Şiirin Derin Yüzü
Türk kültüründe, Divan edebiyatında, divan şiirleri büyük bir öneme sahiptir.
Divan şiirlerin yazımında Arapça, Farsça ve Türkçe karışımdan meydana gelen Osmanlıca dili kullanılmıştır.
Divan şiirlerinde daha çok aşk, sevgi, ayrılık, özlem gibi konular yer alır.
Divan şiiri okumak aslında duygu ve mecaz zihin gelişimine oldukça katkı sağlar. Çünkü kelimeler, mana içinde mana taşır. O manaları üstün körü okuyamazsınız. Üzerine düşünür , anlamını kendi ruh ve zihinsel gelişimsel sürecinize göre de anlamlandırırsınız. Çünkü divan şiirleri , salt şiir değildir. Siz şiirin içine daldıkça , denizdeki bir inciyi bulmuş gibi, sizi, hazineleriyle karşılaştırır.
Edebi güzelleme yapmıyorum inanın. Kendisi kıymetli olan cümlelerin, zaten o güzellemeye ihtiyacı yoktur. Bir sanat eseri gibidir divan şiirleri. Sanattan anlayan insanların elinde , şaheser olarak çoktan yerini almıştır.

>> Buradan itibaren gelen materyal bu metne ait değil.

PR #16957, opened 2026-06-22
fix(storage): return 4xx for storage/authorization failures instead of 500

### LINKED ISSUE #16897: Storage endpoints: storage/authorization failures return HTTP 500 (one leaks the absolute FS path) instead of 4xx
Two related error-handling problems on the storage / file endpoints: storage failures surface as HTTP **500** (instead of a clean 4xx) and one of them **leaks the absolute internal-storage filesystem path** in the response body.

## 1. Over-long filename → 500 leaking the absolute storage base path
Uploading a namespace file whose name exceeds the filesystem component limit (255 bytes on ext4) raises the OS `ENAMETOOLONG` which propagates raw to the client.

```bash
B=http://localhost:8080/api/v1/main; A=(-u 'demo:DemoDemo1!'); NS=io.kestra.qa
LONG=$(printf 'x%.0s' {1..300})
printf data > /tmp/d
curl -s "${A[@]}" -X POST "$B/namespaces/$NS/files?path=/data/$LONG.txt" -F fileContent=@/tmp/d
```
Response (HTTP 500):
```
Internal server error: /home/<user>/workspace/.../main/io/kestra/qa/_files/data/xxxxxx…xxx.txt
```
Two problems:
- **Information disclosure**: the body reveals the server's absolute internal-storage filesystem path.
- **Wrong status / no graceful handling**: an over-long name should be a clean `4xx`. `StorageInterface#limit(URI, int)` (`core/.../storages/StorageInterface.java:453`, max 255) is designed to truncate names but is not applied on the namespace-file `put` path.

## 2. `file://` scheme: authorization denial returns 500 instead of 4xx
On the execution file endpoint, requesting a `file://` path that is not in the allow-list is correctly **blocked** (content is *not* served), but the denial is returned as a 500.

```bash
curl -s "${A[@]}" "$B/executions/<execId>/file?path=file%3A%2F%2F%2Fetc%2Fpasswd"
```
Response (HTTP 500):
```
Internal server error: The path /etc/passwd is not authorized. Path must be allowed
either globally inside the Kestra configuration using the `kestra.local-files.allowed-paths` property.
```
No data is exposed (the allow-list gate works), but an authorization failure should be `403`/`422`, not `500`. Source: `ExecutionController#validateFile` / `downloadFileFromExecution` (`webserver/.../ExecutionController.java:846`, `:905`).

## Suggested fix
- Map storage/authorization failures to appropriate 4xx status codes and strip absolute filesystem paths from client-facing error bodies.
- Apply `StorageInterface#limit(...)` (or validate name length) before writing a namespace file.

## Impact
Low/medium — primarily error-handling and information disclosure; no unauthorized data access observed. The FS-path leak in (1) is the same class as a similar leak seen in backup/restore error messages.

## Environment
Kestra 2.0 EE, `develop` @ `6075c7fb2`, ELS+Kafka backend, `local` storage (`LocalStorage`). Found during 2.0 QA of the Internal Storage interface.

nkwiatkowski:
## What

Fixes #16897 — two storage-endpoint error-handling problems found during 2.0 QA (`kind/security`):

1. **Over-long namespace filename → 500 leaking the absolute FS path.** Uploading a file whose name exceeds the filesystem limit raised `ENAMETOOLONG`, which surfaced as a 500 whose body contained the server's absolute internal-storage path (`/home/.../_files/...`). Now rejected **before** writing with a clean **422** ("File name exceeds the maximum length of 255 characters.") — no path leaked.
2. **`file://` allow-list denial → 500.** A denied `file://` path threw a `SecurityException` with no handler, surfacing as 500. Added a `SecurityExceptionHandler` mapping `SecurityException` → **403** (also covers "Local file preview is disabled").

## Changes
- `NamespaceFileController.putNamespaceFile`: guard the file-name length (≤ 255) → `IllegalArgumentException` (mapped to 422 by the existing handler).
- New `webserver/.../exceptions/SecurityExceptionHandler` → 403.

## Test
`NamespaceFileControllerTest.createFileWithTooLongNameReturnsCleanError`: over-long name → 422, body contains "maximum length" and **not** the internal `_files` path nor "Internal server error". Passes on H2 locally.

## Backports
Present in `releases/v1.0.x` and `releases/v1.3.x` — companion backport PRs follow.

Fixes #16897 · found via kestra-io/kestra-ee#8184

### DIFF
--- a/webserver/src/main/java/io/kestra/webserver/controllers/api/NamespaceFileController.java
+++ b/webserver/src/main/java/io/kestra/webserver/controllers/api/NamespaceFileController.java
@@ -48,6 +48,10 @@ import static io.kestra.core.utils.Rethrow.throwConsumer;
 @Controller("/api/v1/{tenant}/namespaces")
 public class NamespaceFileController {
     public static final String FLOWS_FOLDER = "_flows";
+
+    // Maximum length of a single file-name component on common filesystems (e.g. 255 bytes on ext4).
+    private static final int MAX_FILE_NAME_LENGTH = 255;
+
     @Inject
     private StorageInterface storageInterface;
     @Inject
@@ -240,6 +244,16 @@ public class NamespaceFileController {
             return Collections.emptyList();
         }
         forbiddenPathsGuard(path);
+
+        // Reject over-long names before writing: otherwise the filesystem raises ENAMETOOLONG, which
+        // surfaces as a 500 leaking the absolute internal-storage path. The limit is per path component
+        // (255 bytes on common filesystems), so we check each segment rather than the whole path — a
+        // valid multi-component path must not be rejected. Return a clean 4xx instead.
+        for (Path component : Path.of(filePath)) {
+            if (component.toString().length() > MAX_FILE_NAME_LENGTH) {
+                throw new IllegalArgumentException("A file or folder name exceeds the maximum length of " + MAX_FILE_NAME_LENGTH + " characters.");
+            }
+        }
 
         Namespace namespaceStorage = namespaceFactory.of(tenantId, namespace, storageInterface);
         return namespaceStorage.putFile(Path.of(path.getPath()), inputStream);
--- a/webserver/src/main/java/io/kestra/webserver/exceptions/SecurityExceptionHandler.java
+++ b/webserver/src/main/java/io/kestra/webserver/exceptions/SecurityExceptionHandler.java
@@ -1,0 +1,26 @@
+package io.kestra.webserver.exceptions;
+
+import io.micronaut.context.annotation.Requires;
+import io.micronaut.http.HttpRequest;
+import io.micronaut.http.HttpResponse;
+import io.micronaut.http.HttpStatus;
+import io.micronaut.http.MediaType;
+import io.micronaut.http.annotation.Produces;
+import io.micronaut.http.server.exceptions.ExceptionHandler;
+import jakarta.inject.Singleton;
+
+/**
+ * Maps a {@link SecurityException} to a clean {@code 403 FORBIDDEN} instead of letting it surface as a
+ * {@code 500}. This covers authorization denials such as a disabled local-file preview or a path that is
+ * not in the {@code kestra.local-files.allowed-paths} allow-list.
+ */
+@Produces(value = MediaType.TEXT_PLAIN)
+@Singleton
+@Requires(classes = { SecurityException.class, ExceptionHandler.class })
+@SuppressWarnings("rawtypes")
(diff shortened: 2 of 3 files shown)


webserver/src/main/java/io/kestra/webserver/controllers/api/NamespaceFileController.java
```diff
@@ -241,6 +245,13 @@ private List<NamespaceFile> putNamespaceFile(String tenantId, String namespace,
         }
         forbiddenPathsGuard(path);
 
+        // Reject over-long file names before writing: otherwise the filesystem raises ENAMETOOLONG,
+        // which surfaces as a 500 leaking the absolute internal-storage path. Return a clean 4xx instead.
+        String fileName = Path.of(filePath).getFileName().toString();
```
loicmathieu: He you're checking the full filename not each components right?
So a fileName with two components of 200 chars will be prohibited even if it would success creation

webserver/src/main/java/io/kestra/webserver/exceptions/SecurityExceptionHandler.java
```diff
@@ -0,0 +1,26 @@
...
+/**
+ * Maps a {@link SecurityException} to a clean {@code 403 FORBIDDEN} instead of letting it surface as a
+ * {@code 500}. This covers authorization denials such as a disabled local-file preview or a path that is
+ * not in the {@code kestra.local-files.allowed-paths} allow-list.
+ */
+@Produces(value = MediaType.TEXT_PLAIN)
+@Singleton
+@Requires(classes = { SecurityException.class, ExceptionHandler.class })
+@SuppressWarnings("rawtypes")
+public class SecurityExceptionHandler implements ExceptionHandler<SecurityException, HttpResponse> {
```
loicmathieu, line 21: Is it really needed? This is a custom exception and I don't think it's necessaryly leaking sensitive information.
Can you give me more details about it?

loicmathieu (changes requested):

webserver/src/main/java/io/kestra/webserver/exceptions/SecurityExceptionHandler.java
nkwiatkowski: It's not about information leaking, it's about changing the response status: 403 instead of the 500 without the handler

loicmathieu: OK then

loicmathieu (approved):
LGTM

21. Yüzyılın insanları en çok yüzeysellikten
şikayet ediyor mesela. Derinleşmediğin bir kelime bile , senin ruhuna, kalbine nasıl yansıyor zannediyorsun ki ? Esasan sadece divan şiirleri için de değil, günümüz şiirleri için de bu böyle. Şiirin, her bir kelimesinin ,hakkını vererek okumadan, geçiştirilen cümleler, bizleri bu yüzeysel formun hapishanelerinde mahkum etmiyor mu ?
Anlamaya ve anlamdırmaya gönüllüysek, önce bir şiirle başlamak lazım sanırım. Kendi derinliğimizin farkına varmamız, her bir yazılanın hakkını vermemiz… Okudukça , kelime kapılarının manalarını aralayan yeni manzalara şahit tutulduğumuzda, belki de zihinlerimizin , ruhumuzun seyahatlerinde vizesiz ,başka dünyaların kıtalarına konuk oluruz, ne dersiniz ? Küçük bir başlangıç için, kısa bir beyit bırakıyorum sizlere. Bakın ne diyor Su Kasidesi’nde Fuzuli :
•Saçma ey göz eşkten gönlümdeki odlare su / Kim bu denli tutuşan odlare kılmaz çâre su
(Eşk (gözyaşı), od (ateş), kim (ki))
Nesre çeviri: Ey göz! Gönlümdeki ateşlere gözyaşından su saçma! Çünkü böyle tutuşan ateşlere su fayda etmez.